Objective: This study evaluates the feasibility, reliability and reproducibility of electrocardiogram (ECG)-gated intravascular ultrasound (IVUS) image acquisition during automated transducer withdrawal and automated three-dimensional (3D) boundary detection for assessing on-line the result of coronary stenting.
Background: Systolic-diastolic image artifacts frequently limit the clinical applicability of such automated analysis systems.

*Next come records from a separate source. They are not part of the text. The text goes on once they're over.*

PR #781, opened 2023-06-30
sem: `typed` AST normalizes out `include` stmts

saem:
## Summary

Previously `include` statements, outside of type sections, were re-added
to `typed` AST. This is no longer the case, they're instead wholy
replaced by the included AST, which prevents repeated processing and
is consistent with `include`'s behaviour in type sections.

## Details

`semstmts` evaluates both declarative and type sections includes. Only
declarative includes, handled in `evalInclude` reintroduced the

Methods: In 30 patients, after successful angiography-guided implantation of 34 stents in 30 target lesions, we carried out IVUS examinations on-line with the use of ECG-gated automated 3D analyses and conventional manual analyses of two-dimensional images from continuous pullbacks. These on-line measurements were compared with off-line 3D reanalyses. The adequacy of stent deployment was determined by using ultrasound criteria for stent apposition, symmetry and expansion.
Results: Gated image acquisition was successfully performed in all patients to allow on-line 3D analysis within 8.7 +/- 0.6 min (mean +/- SD). Measurements by on-line and off-line 3D analyses correlated closely (r > or = 0.95), and the minimal stent lumen differed only minimally (8.6 +/- 2.8 mm2 vs. 8.5 +/- 2.8 mm2, p = NS). The conventional analysis significantly overestimated the minimal stent lumen (9.0 +/- 2.7 mm2, p < 0.005) in comparison with results of both 3D analyses. Fourteen stents (41%) failed to meet the criteria by both 3D analyses, all of these not reaching optimal expansion, but only 7 (21%) were detected by conventional analysis (p < 0.02). Intraobserver and interobserver comparison of stent lumen measurements by the automated approach revealed minimal differences (0.0 +/- 0.2 mm2 and 0.0 +/- 0.3 mm2) and excellent correlations (r = 0.99 and 0.98, respectively).
Conclusions: ECG-gated image acquisition after coronary stent deployment is feasible, permits on-line automated 3D reconstruction and analysis and provides reliable and reproducible measurements; these factors facilitate detection of the minimal lumen site.